Dexiong Chen ^*, Paolo Pellizzoni ^*, and Karsten Borgwardt. Fisher Information Embedding for Node and Graph Learning. ICML 2023.
^* Equal contribution

TL;DR: a class of node embeddings with an information geometry interpretation, available with both unsupervised and supervised algorithms for learning the embeddings.

Citation

Please use the following to cite our work:

@inproceedings{chen23fie,
    author = {Dexiong Chen and Paolo Pellizzoni and Karsten Borgwardt},
    title = {Fisher Information Embedding for Node and Graph Learning},
    year = {2023},
    booktitle = {International Conference on Machine Learning~(ICML)},
    series = {Proceedings of Machine Learning Research}
}

A short description of FIE

In this work, we propose a novel attention-based node embedding framework for graphs. Our framework builds upon a hierarchical kernel for multisets of subgraphs around nodes (e.g. neighborhoods) and each kernel leverages the geometry of a smooth statistical manifold to compare pairs of multisets, by “projecting” the multisets onto the manifold. By explicitly computing node embeddings with a manifold of Gaussian mixtures, our method leads to a new attention mechanism for neighborhood aggregation.

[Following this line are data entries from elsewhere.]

Issue #357, opened 2016-07-20
Re-add io/wait operations


TiagoCardoso1983:
@tarcieri 

Coming from #298 and #322 

## Why

Just to understand my motivation, all ruby net/protocol libraries use ```io/wait```, so I'd say it's a must for libraries like ```http``` to update support.

## How

I was testing with the example from #298 until I got the semantics right. Here is the script I used:

```ruby
# test_timeout.rb
require 'http'
$strategy = ENV["STRATEGY"] || "master"

# from master
class HTTP::Timeout::PerOperation

  def readpartial(size)
    loop do
      result = @socket.read_nonblock(size, :exception => false)

      return :eof   if result.nil?
      return result if result != :wait_readable

      case $strategy
        when 'master'
          unless IO.select([@socket], nil, nil, read_timeout)
            raise TimeoutError, "Read timed out after #{read_timeout} seconds"
          end
        when 'bug'
          unless @socket.to_io.wait_readable(read_timeout)
            raise TimeoutError, "Read timed out after #{read_timeout} seconds"
          end
        when 'fix'
          case @socket.to_io.wait_readable(read_timeout)
            # http://ruby-doc.org/stdlib-2.2.5/libdoc/io/wait/rdoc/IO.html#method-i-wait
            # quote: .... returns self or nil when EOF is reached.
            when nil
              return :eof
            when false
              raise TimeoutError, "Read timed out after #{read_timeout} seconds"
            # else continue, you have socket
          end
      end
    end
  end
end

url = "https://play.google.com/store/apps/" \
      "category/GAMES/collection/top?start=400&num=100&hl=en&gl=us"

42.times do |i|
  start = Time.now.to_f

  print format("%3d ... ", i + 1)
  begin
    # http gem
    res = HTTP.timeout(:read => 5, :connect => 5, :write => 5).
               get(url)
    res.flush
     puts "pass (#{Time.now.to_f - start}) -> code: #{res.code}"
   rescue => e
     puts "fail (#{Time.now.to_f - start})"
     raise e
   end
 end
```

Run this script with the 3 strategies and compare the results. 

This might be controversial (I also don't fully understand it, as most of the times ```#wait_readable``` returns nil when it should return false), but you can with [the implementation on net/protocol](https://github.com/ruby/ruby/blob/trunk/lib/net/protocol.rb#L153-L169). 

[...]

PR #368, opened 2016-08-08
back to io/wait

HoneyryderChuck:
should take care of #357

### DIFF
--- a/lib/http/errors.rb
+++ b/lib/http/errors.rb
@@ -18,9 +18,9 @@ module HTTP
   # Generic Timeout error
   class TimeoutError < Error; end
 
-  # Header name is invalid
-  class InvalidHeaderNameError < Error; end
-
   # Header value is of unexpected format (similar to Net::HTTPHeaderSyntaxError)
-  class HeaderSyntaxError < Error; end
+  class HeaderError < Error; end
+
+  # @deprecated will be removed in v3.0.0
+  InvalidHeaderNameError = HeaderError
 end
--- a/lib/http/errors.rb
+++ b/lib/http/errors.rb
@@ -20,4 +20,7 @@ module HTTP
 
   # Header name is invalid
   class InvalidHeaderNameError < Error; end
+
+  # Header value is of unexpected format (similar to Net::HTTPHeaderSyntaxError)
+  class HeaderSyntaxError < Error; end
 end
--- a/lib/http/errors.rb
+++ b/lib/http/errors.rb
@@ -21,6 +21,4 @@ module HTTP
   # Header value is of unexpected format (similar to Net::HTTPHeaderSyntaxError)
   class HeaderError < Error; end
 
-  # @deprecated will be removed in v3.0.0
-  InvalidHeaderNameError = HeaderError
 end
--- a/lib/http/errors.rb
+++ b/lib/http/errors.rb
@@ -20,5 +20,4 @@ module HTTP
 
   # Header value is of unexpected format (similar to Net::HTTPHeaderSyntaxError)
   class HeaderError < Error; end
-
 end
--- a/lib/http/response.rb
+++ b/lib/http/response.rb
@@ -142,6 +142,7 @@ module HTTP
 
       encoding = @headers.get(Headers::TRANSFER_ENCODING)
 
+      # TODO: "chunked" is frozen in the request writer. How about making it accessible?
       encoding.last == "chunked"
     end
 
--- a/lib/http/response.rb
+++ b/lib/http/response.rb
@@ -110,7 +110,7 @@ module HTTP
       begin
         Integer(value)
       rescue ArgumentError
-        raise(HeaderSyntaxError, 'wrong Content-Length format')
+        raise(HeaderError, 'wrong Content-Length format')
       end
     end
 
--- a/lib/http/response.rb
+++ b/lib/http/response.rb
@@ -110,7 +110,6 @@ module HTTP
       begin
         Integer(value)
       rescue ArgumentError
-        raise(HeaderError, 'wrong Content-Length format')
       end
     end
 
--- a/lib/http/response.rb
+++ b/lib/http/response.rb
@@ -132,6 +132,31 @@ module HTTP
       end
     end
 
+    def content_length
+      @content_length ||= begin
+        # http://greenbytes.de/tech/webdav/rfc7230.html#rfc.section.3.3.3
+        # Clause 3: "If a message is received with both a Transfer-Encoding
+        # and a Content-Length header field, the Transfer-Encoding overrides the Content-Length.        
+        return nil if headers[Headers::TRANSFER_ENCODING]
+
+	clen = headers[Headers::CONTENT_LENGTH]
+	if clen
+          len = clen.slice(/\d+/) ||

An illustration of the Fisher Information Embedding for nodes. (a) Multisets $h(\mathcal{S_G}(\cdot))$ of node features are obtained from the neighborhoods of each node. (b) Multisets are transformed to parametric distributions, e.g. $p_\theta$ and $p_{\theta'}$, via maximum likelihood estimation. (c) The node embeddings are obtained by estimating the parameter of each distribution using the EM algorithm at an anchor distribution $p_{\theta_0}$ as the starting point. The last panel shows a representation of the parametric distribution manifold $\mathcal{M}$ and its tangent space $T_{\theta_0}\mathcal{M}$ at the anchor point $\theta_0$. The points $p_{\theta}$ and $p_{\theta'}$ represent probability distributions on $\mathcal{M}$ and the gray dashed line between them their geodesic distance. The red dashed lines represent the retraction mapping $R_{\theta_0}^{-1}$.

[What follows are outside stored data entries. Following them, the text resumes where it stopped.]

PR #369, opened 2016-08-12
Test on ActiveModel 4.x

janko-m:
ActiveModel 5.x doesn't install on Ruby versions lower than 2.2.2.


tarcieri:
These are semantically equivalent and `master` is already passing post-Rails 5. If your branch is failing you just need to rebase.

janko-m:
Ok, gotcha!

PR #377, opened 2016-09-24
[WIP] Convert async I/O backend to Socketry

tarcieri:
Socketry uses async I/O to implement thread-safe timeouts:

https://github.com/socketry/socketry

cc @ixti @zanker @TiagoCardoso1983


lib/http/connection.rb
```diff
@@ -37,13 +37,22 @@ def initialize(req, options)
...
+      end
+
+      @socket.connect(req.socket_host, req.socket_port)
+      @socket.nodelay = options.nodelay if options.nodelay
 
       send_proxy_connect_request(req)
-      start_tls(req, options)
       reset_timer
-    rescue IOError, SocketError, SystemCallError => ex
+    rescue Socketry::Error => ex
```
tarcieri: There are probably more places this sort of change needs to be made

tarcieri:
Note: Socketry's timeouts can subsume `HTTP::Timeout::Null` and `HTTP::Timeout::PerOperation`, but `HTTP::Timeout::Global` will need to be (re)implemented.

tarcieri:
Note per cb420da this is a breaking change which will require a new major release (3.x) as among other things it will require Ruby 2.2+ due to the Socketry dependency.

Since Rails 5 is also 2.2+, hopefully this is ok.

lib/http/connection.rb
```diff
@@ -142,22 +151,6 @@ def expired?
 
     private
 
-    # Sets up SSL context and starts TLS if needed.
-    # @param (see #initialize)
-    # @return [void]
-    def start_tls(req, options)
-      return unless req.uri.https? && !failed_proxy_connect?
```
zanker: I suspect it is, I didn't add that at least.

tarcieri:
Well, still a WIP (especially timeout support) but it's passing consistently on 2.3 and JRuby 9.1.6.0 (and sporadically on 2.2)

tarcieri:
If anyone wants to resume work on this, let me know.

PR #381, opened 2016-11-28
Include proxy authentication headers for CONNECT proxy requests

somethingnew2-0:


lib/http/request.rb
```diff
@@ -106,7 +106,7 @@ def redirect(uri, verb = @verb)
 
     # Stream the request to a socket
     def stream(socket)
-      include_proxy_headers if using_proxy? && !@uri.https?
```
zanker: Is there a reason this wouldn't have been enabled previously? I can't think of one off the top of my head.

somethingnew2-0: It should be possible according to RFC 2817 to add a Proxy-Authorization header to a CONNECT request, I believe. https://tools.ietf.org/html/rfc2817#section-5.2

Connorhd: I believe that in a https connection this is the SSL stream, not the CONNECT request, so the proxy headers should have already been sent with the CONNECT (see proxy_connect_headers), not through the encrypted stream

somethingnew2-0: Oh, I think you're correct. https://github.com/httprb/http/blob/master/lib/http/request.rb#L161

PR #383, opened 2016-12-21
Fixing up the #timeout docs on Chainable

ramfjord:
A minor typo makes it very difficult to parse the docs for the `#timeout` method: http://www.rubydoc.info/github/httprb/http/HTTP/Chainable#timeout-instance_method

This just correct the `@overload` declarations and adds a tiny bit more info.


tarcieri:
Thanks!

An illustration of the Fisher Information Embedding for nodes. (a) Multisets $h(\mathcal{S_G}(\cdot))$ of node features are obtained from the neighborhoods of each node. (b) Multisets are transformed to parametric distributions, e.g. $p_\theta$ and $p_{\theta'}$, via maximum likelihood estimation. (c) The node embeddings are obtained by estimating the parameter of each distribution using the EM algorithm at an anchor distribution $p_{\theta_0}$ as the starting point. The last panel shows a representation of the parametric distribution manifold $\mathcal{M}$ and its tangent space $T_{\theta_0}\mathcal{M}$ at the anchor point $\theta_0$. The points $p_{\theta}$ and $p_{\theta'}$ represent probability distributions on $\mathcal{M}$ and the gray dashed line between them their geodesic distance. The red dashed lines represent the retraction mapping $R_{\theta_0}^{-1}$.

Quickstart

Click to see the example

from torch_geometric import datasets
from torch_geometric.loader import DataLoader

# Construct data loader
dataset = datasets.Planetoid('./datasets/citation', name='Cora', split='public')
data_loader = DataLoader(dataset, batch_size=1, shuffle=False)
input_size = dataset.num_node_features

# Build FIE model
model = FIENet(
    input_size,
    num_layers=2,
    hidden_size=16,
    num_mixtures=8,
    pooling=None,
    concat=True
)

# Train model parameters using k-means
model.unsup_train(data_loader)

# Compute node embeddings
X = model.predict(data_loader)

Installation

The dependencies are managed by miniconda. Run the following to install the dependencies

# For CPU only
conda env create -f env.yml
# Or if you have a GPU
conda env create -f env_cuda.yml
# Then activate the environment
conda activate fie

Then, install our fisher_information_embedding package:

pip install -e .

Training models

Please see Table 3 and 4 in our paper to find the search grids for each hyperparameter. Note that we use very minimal hyperparameter tuning in our paper.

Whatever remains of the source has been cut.